We first review the concept of equations and the solution of an equation.

An equation is a statement that expresses the equality of two mathematical expressions. An equation has an equal sign, a right side expression and a left side expression.

Example 1

These are examples of equations with the unknown \( x \)

\( \quad 2 x = - 6 \) , \( \quad x + 3 = 7 \) , \( \quad 2(x + 3) = - (2x+4) \)

Each equation has an equal sign that separates the left and right sides of the equation.

The left side of the equation \( \quad \color{red}{2 x - 6} = x + 5 \) is \( \quad \color{red}{2 x - 6} \).

The right side of the equation \( \quad 2 x - 6 = \color{red}{x + 5} \) is \( \quad \color{red}{x + 5} \).
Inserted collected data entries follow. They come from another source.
PR #2099, opened 2015-03-11
Remove commented out code

Shraymonks:
Let's get rid of all of this commented code?

### DIFF
--- a/Opera/index.html
+++ b/Opera/index.html
@@ -41,11 +41,9 @@ var XHRCache = {
 	count: 0,
 	check: function(key) {
 		if (key in this.entries) {
-//			console.count('hit');
 			this.entries[key].hits++;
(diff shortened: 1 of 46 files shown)


honestbleeps:
while a lot of this code can definitely be removed, it's not universal.

some of that code is useful to leave in / commented because we uncomment for debugging (e.g. the perftest stuff).

Ideal world: make it only run in a debug mode, or something, of course...

I don't have the time to do so just yet, but one of us could maybe submit a PR against your branch that returns the commented code we need to keep in RES - then we could merge this.

hopefully someone's feeling ambitious, otherwise it'll have to wait until I have time to look myself :-\

mc10:
Going to close this for now; if you'd like to make a more finely-tuned comment removal, I'd be happy to merge that instead.

PR #2101, opened 2015-03-13
Use triangle icon for commentNav buttons

### LINKED ISSUE #2083: Use unicode triangle wedge up/down for comment navigator up/down buttons
http://i.imgur.com/87CBWf9.png 

and make 'em real buttons.  with disabled states, and cursor:pointer/default and opacity:100/30.

erikdesjardins:
Fixes #2083

imageimage

image

### DIFF
--- a/lib/modules/commentNavigator.js
+++ b/lib/modules/commentNavigator.js
@@ -89,7 +89,7 @@ modules['commentNavigator'] = {
 						case 'images':
 							thisEle.setAttribute('title', 'Navigate through comments with images');
 							break;
-						case 'images':
+						case 'videos':
 							thisEle.setAttribute('title', 'Navigate through comments with videos');
 							break;
 						case 'popular':
--- a/lib/modules/commentNavigator.js
+++ b/lib/modules/commentNavigator.js
@@ -33,10 +33,9 @@ modules['commentNavigator'] = {
 			RESUtils.addCSS('.commentarea .menuarea { margin-right: 0; }');
 			RESUtils.addCSS('.menuarea > .spacer { margin-right: 0; }');
 			RESUtils.addCSS('#commentNavButtons { margin: auto; }');
-			RESUtils.addCSS('#commentNavUp { margin: auto; cursor: pointer; background-image: url("https://s3.amazonaws.com/b.thumbs.redditmedia.com/tBwwK20XXxtpgudWx1L7bDXla-iotv-JA0jgA0Y-FVs.png"); width: 32px; height: 20px; background-position: 0 -224px; }');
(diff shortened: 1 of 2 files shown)


lib/modules/commentNavigator.js
```diff
@@ -89,7 +88,7 @@ modules['commentNavigator'] = {
 						case 'images':
 							thisEle.setAttribute('title', 'Navigate through comments with images');
 							break;
-						case 'images':
+						case 'videos':
```
andytuba: nice catch

lib/modules/commentNavigator.js
```diff
@@ -152,7 +151,7 @@ modules['commentNavigator'] = {
 					<div id="commentNavCloseButton" class="RESCloseButton">&times;</div> \
 					<div class="RESDialogContents"> \
 						<div id="commentNavButtons"> \
-							<div id="commentNavUp"></div> <div id="commentNavPostCount"></div> <div id="commentNavDown"></div> \
+							<button id="commentNavUp" type="button" disabled>&#x25B2;</button> <div id="commentNavPostCount"></div> <button id="commentNavDown" type="button" disabled>&#x25BC;</button> \
```
andytuba: :+1: `<button>` so semantic

lib/modules/commentNavigator.js
erikdesjardins: I'll have to give that credit to my IDE (IntelliJ)

honestbleeps: @erikdesjardins I have to ask - I tried using IntelliJ with RES and I can't because it seems to not properly obey / update symlinked files when I save the main files (e.g. lib/modules/foo.js) - so I don't see the updates w hen I refresh the extension.  How are you addressing this problem, or is it unique to me and my setup / OS?  I reverted to Sublime for this reason instead of starting to take advantage of IntelliJ!

Are you on OSX or Windows?

erikdesjardins: I'm on Windows, but I just tried building with makelinks and it also doesn't work (but I get "cannot connect to extension", rather than it just not updating).

You shouldn't have issues with symlinks if you use gulp or grunt to build though, right? (both work for me)

andytuba: gulp copies the files to another folder, instead of symlinking.  so yes, you won't have issues with the symlinks =p

honestbleeps: the symlinks work such that the extension loads just fine, it's just that edits with IntelliJ don't seem to propagate to the linked files, whereas edits with SublimeText do.

using gulp and copying files over each time sucks... requires a "watch" command which is lame, but I guess if I worked something into my workflow to automate starting that on save, maybe it wouldn't be such a PITA.

erikdesjardins: So I just tried `makelinks.sh` again, a little more carefully (closing Chrome first :P), and was able to reproduce it.

Then I managed to find [this issue report](https://youtrack.jetbrains.com/issue/IDEA-78480), and followed its suggestion to turn off Settings > Appearance & Behavior > System Settings > Use "safe write" - and voila, it worked!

The solution to an equation, with the unknown \( x \), is the set of all values of \( x \) that make the equation a true statement.

Example 2

Which of the following values of \( x \): \( - 4, 2\) is/are solution(s) to the equation \( 2 x + 2 = x + 4 \)?

__Solution to Example 2__

Substitute \( x \) by its numerical value in the left side and the right side of the equation

a) Check \( \color{red}{x = - 4} \)

Evaluate left side : \( 2 \color{red}x + 2 = 2 \color{red}{( - 4 )} + 2 = - 8 + 2 = - 6 \) ,

Evaluate right side : \( \color{red}x + 4 = \color{red}{( - 4)} + 4 = 0 \)

The numerical values of the left and the right sides are not equal, therefore \( x = - 4 \) is __NOT a solution__ to the equation \( 2 x + 2 = x + 4 \).

a) Check \( \color{red}{x = 2} \)

Evaluate left side : \( 2 x + 2 = 2 \color{red}{(2 )} + 2 = 4 + 2 = 6 \) ,

Evaluate right side : \( \color{red}x + 4 = \color{red}{(2)} + 4 = 6 \)

The numerical values of the left and the right sides are equal, therefore \( x = 2 \) is __a solution__ to the equation \( 2 x + 2 = x + 4 \).

In order to solve an equation, we need mathematical steps that help in getting all terms with the unknown on one side and the constant terms on the other side.

Some of the most important properties used to solve equations are listed below.

1) If we add or subtract the same quantity to both sides of an equation, we obtain an equation having the same solution as the original one.

1) If we multiply or divide both sides of an equation by the same quantity, NOT equal to zero, we obtain an equation having the same solution as the original one.

Example 3

Solve the equation \( 2x + 1 = - 5 \) and check the solution obtained.

__Solution to Example 3__

The main idea is to have all terms with the unknown \( x \) on one side and all constant terms on the other side of the equation

Let us keep the terms \( 2x \) on the left and have the constant terms on the right side. This can be done by subtracting \( 1 \) from both sides of the equation

\( \quad \quad 2x + 1 \color{red}{- 1} = - 5 \color{red}{- 1} \)

Simplify to obtain

\( \quad \quad 2x = - 6 \)

To obtain \( x \) from \( 2x \), we divide both sides of the above equation by 2

\( \quad \quad \dfrac{2 x}{\color{red}2} = \dfrac{-6}{\color{red}2} \)

Simplify

\( \quad \quad x = -3 \)

Check the solution obtained in the original (given) equation

Evaluate the left side of equation for \( x = - 3 \) : \( \quad 2x + 1 = 2(-3) + 1 = - 5 \)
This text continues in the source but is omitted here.